Und dann gab es da noch Oliver Dietz, der vor den eigenen Zuschauern um sein Leben lief, um den 5.000-Meter-Titel einzuheimsen. Eine Disziplin, in der die deutsche Leichtathletik nach dem Abgang von Dieter Baumann bestenfalls zweitklassig ist. Die Zeit von Dietz war mit 13:53,06 Minuten denn auch Lichtjahre von dem entfernt, was internationaler Standard ist. Die geforderte Olympianorm des Deutschen Leichtathletik-Verbandes (DLV) liegt bei 13:21,50, der in diesem Jahr vom Äthiopier Bekele aufgestellte Weltrekord bei 12:37,35. Doch das war dem 27-Jährigen Braunschweiger egal. Das Leichtathletikpublikum, ohnehin für jede halbwegs durchschnittliche Leistung überaus dankbar, erging sich in euphorischem Lokalpatriotismus und feierte den Sieger überschwänglich. „Das heute war mein Optimum gewesen“, gab Dietz auch ehrlich zu und verriet sein denkbar simples Erfolgsrezept: „Am Anfang sind sie mir fast sogar alle weggelaufen, aber ich habe mich einfach langsam wieder herangekämpft.“

Der zaudernde Senat

Ansonsten herrschte aus norddeutscher Sicht allerdings Eintracht-Braunschweig-Niveau. Ein paar Endlaufteilnahmen, einige fünfte oder sechste Plätze in den technischen Disziplinen – die Musik in der deutschen Leichtathletik, sofern sie überhaupt noch zu vernehmen ist, spielt im Osten, in den Leistungszentren Nordrhein-Westfalens und im Südwesten mit den Hochburgen Mainz, Rehlingen und Kornwestheim. Und während zum Beispiel in Hamburg sich der Bau einer Leichtathletikhalle, die der Senat vollmundig versprochen hat, weiterhin verzögert, wird der Leistungsabstand zum Rest der Republik eher größer als kleiner.
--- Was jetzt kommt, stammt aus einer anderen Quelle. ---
PR #2375, opened 2026-06-11
feat(opaprocessor): add per-control evaluation timeout

Ady0333:
## Overview

Kubescape had a whole-scan timeout (`--scan-timeout`) but no per-control evaluation budget. `OPAProcessor.Process` iterates controls sequentially with a single shared context and zero per-control deadline enforcement. One slow Rego rule -- a quadratic RBAC cross-product on a large cluster, a cosign builtin doing network calls, or any future rule regression -- stalls the entire loop. The 200+ other controls never run. Using `--scan-timeout` as a workaround cancels the shared context and kills every remaining control at once, yielding no partial results and no indication of which control was the offender.

**Future behavior:** `--control-timeout` wraps each `processControl` call with `context.WithTimeout`. On `DeadlineExceeded`, the timed-out control is recorded in a dedicated `TimedOutControls` map and surfaced in `NotEvaluatedControls` via a post-eval `ScanCoverage` rebuild. The other controls complete normally. One bad rule no longer destroys an entire scan.

## Problem

- One slow control stalls the entire sequential OPA processor loop indefinitely
- `--scan-timeout` as a workaround kills all remaining controls on expiry -- no partial results, no named offender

Dazu kommt, dass sich die Leichtathletik ohnehin auf dem absteigenden Aste wähnt. In Olympiajahren steigt immer mal wieder das öffentliche Interesse, aber auch Braunschweig erweckte ab und an eher den Eindruck eines begrenzt fröhlichen besseren Dorfsportfestes als das einer Hochleistungsveranstaltung, wenn die Dreisprungfrauen sich an international außer Konkurrenz befindlichen Entfernungen versuchen oder der Männer-Hochsprung bei einer Siegeshöhe von 2,17 Metern bereits beendet ist – bei zugegeben für die Springer ungünstigen Wetterbedingungen.

Athleten wie Schultz oder Bunjes haben auch in Athen zumindest die Chancen, ins olympische Finale zu kommen. Sie sind die großen Ausnahmen.